A Working Russian Mining Settlement

Cruises to Barentsburg

General Information

About Barentsburg

Barentsburg is the only inhabited Russian mining settlement in Spitsbergen. It is located in the east of Gronfjorden, 55 km south of Longyearbyen. As there are no roads between the villages, you can only get there by snow scooter, helicopter or ship.

The name of the village comes from a Dutch sailor Willem Barents, who was the first to discover Svalbard.

More Information

Russian Eldorado

The first houses were built here by the Norwegians in 1912. Then the estate was sold to the Dutch company, and the town gained its current name. Since 1932, the village has been in the Russian hands and a government company Arktikugol (i.e. the polar coal).

In the 1960s till 1980s, getting a job here was a 'dream come true' for many Russians. The work was well paid, the employees used the facilities available here - a sports center and a cultural center. Food imported from the continent was tasty and most importantly - free.
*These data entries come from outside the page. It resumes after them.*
PR #215, opened 2020-07-31
Visit child nodes in NoParensAroundConditions rule.

dylansturg:
Without visiting the child nodes, the rule wasn't applied to nested nodes meaning parens wouldn't be removed.

### DIFF
--- a/Sources/SwiftFormatRules/NoParensAroundConditions.swift
+++ b/Sources/SwiftFormatRules/NoParensAroundConditions.swift
@@ -40,18 +40,28 @@ public final class NoParensAroundConditions: SyntaxFormatRule {
       $0.highlight(expr.sourceRange(converter: self.context.sourceLocationConverter))
     }
 
+    guard
+      let visitedTuple = visit(tuple).as(TupleExprSyntax.self),
+      let visitedExpr = visitedTuple.elementList.first?.expression
+    else {
+      return expr
+    }
     return replaceTrivia(
-      on: expr,
-      token: expr.lastToken,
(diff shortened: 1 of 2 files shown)


Sources/SwiftFormatRules/NoParensAroundConditions.swift
```diff
@@ -50,8 +50,12 @@ public final class NoParensAroundConditions: SyntaxFormatRule {
...
     let conditions = visit(node.conditions).as(ConditionElementListSyntax.self)!
-    let result = node.withIfKeyword(node.ifKeyword.withOneTrailingSpace())
+    var result = node.withIfKeyword(node.ifKeyword.withOneTrailingSpace())
       .withConditions(conditions)
+      .withBody(CodeBlockSyntax(visit(node.body)))
+    if let elseBody = node.elseBody {
+      result = result.withElseBody(visit(elseBody))
+    }
     return StmtSyntax(result)
   }
```
allevato, line 61: This is the closest GitHub will let me leave a comment to something that was collapsed...

It looks like we don't recurse into `tup` in `visit(_: ConditionElementSyntax)` starting on line 62, so we might still be missing some (admittedly disgusting) cases like the inner parentheses in this one:

```swift
if foo.someCall({ if (x) {} }) {}
```

Can you test that too?

dylansturg: That's a good point. This also made me realize that we need to visit the child nodes in the early exit path for many other node types here. I fixed those as well, and added relevant tests.

PR #551, opened 2020-04-26
Fix transferfunction + new colormaps

moritz-h:


plugins/gui/src/TransferFunctionEditor.cpp
```diff
@@ -144,7 +151,16 @@ std::array<std::tuple<std::string, PresetGenerator>, 12> PRESETS = {
     std::make_tuple("Cubehelix (default)", CubeHelixAdapter(0.5, -1.5, 1.0, 1.0)),
     std::make_tuple("Cubehelix (default, colorful)", CubeHelixAdapter(0.5, -1.5, 1.5, 1.0)),
     std::make_tuple("Cubehelix (default, de-pinked)", CubeHelixAdapter(0.5, -1.0, 1.0, 1.0)),
-    std::make_tuple("Cool-Warm (diverging)", ColormapAdapter<257>(CoolWarmColorMap))};
+    std::make_tuple("Cool-Warm (diverging)", ColormapAdapter<257>(CoolWarmColorMap)),
+    std::make_tuple("AccentMap (qualitative)", ColormapAdapter<8, true>(AccentMap)),
```
schulzch: This one is just called "Accent" and the amount of classes should be included, e.g. "5-class Accent".

plugins/gui/src/TransferFunctionEditor.cpp
```diff
@@ -92,7 +93,12 @@ template <size_t PaletteSize> PresetGenerator ColormapAdapter(const float palett
             // Linear interpolation from palette.
             size_t i0 = static_cast<size_t>(std::floor(t * LastIndex));
             size_t i1 = static_cast<size_t>(std::ceil(t * LastIndex));
-            double it = std::fmod(t * LastIndex, LastIndex);
```
schulzch, line 95: Nice catch! 👍

plugins/gui/src/TransferFunctionEditor.cpp
```diff
@@ -133,8 +139,9 @@ void RainbowAdapter(param::TransferFunctionParam::TFNodeType& nodes, size_t n) {
     }
 }
 
-std::array<std::tuple<std::string, PresetGenerator>, 12> PRESETS = {
-    std::make_tuple("Select...", [](auto& nodes, auto n) {}), std::make_tuple("Ramp", RampAdapter),
+std::array<std::tuple<std::string, PresetGenerator>, 20> PRESETS = {
```
schulzch, line 142: Now that we have more and more color maps, this tuple could/should be split into a struct, e.g..:
```
struct Preset {
	std::string name;
	enum class Scale {
		Sequential,
		Diverging,
		Qualitative
	} scale;
	std::string notice; // harmful, de-pinked, ...
	std::string reference; // ColorBrewer, Paper, ...
};
```
(just an idea)

schulzch (changes requested):
Adding the amount of supported classes is important. Rest is optional

reinago (approved):

reinago (approved):

invor (approved):

schulzch (approved):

Some products such as vegetables, milk, meat or eggs were produced locally. However, there have been a few incidents here which have discouraged many potential employees from working here. The most famous one was the plane crash of an airplane carrying 141 people to Barentsburg, which crashed in Longyearbyen in 1996. A year later, there was a large fire in a mine, in which 23 people perished. In total 47 people have died here since 1989.

In its best time, the town had a population of about 1000 people. However currently there are about 400 inhabitants, including 30 children. The only residents are mining families. There are several public buildings on the site, such as a school, a hospital, a sports center, a textile factory, a hotel, and even a souvenir shop. It sounds ordinary, but the true explorers will soon discover that the school has only three teachers for... three students, a hospital - two doctors - a dentist and a surgeon, and the hotel is totally empty.

The whole city makes quite a gloomy and depressing impression. Many buildings are damaged and shabby-looking. The characteristic Soviet style is prevailing here. In the centre, of course, there is a stone bust of Lenin and on a nearby hill, like in Hollywood, there is a proud inscription "Miru Mir", meaning "world peace."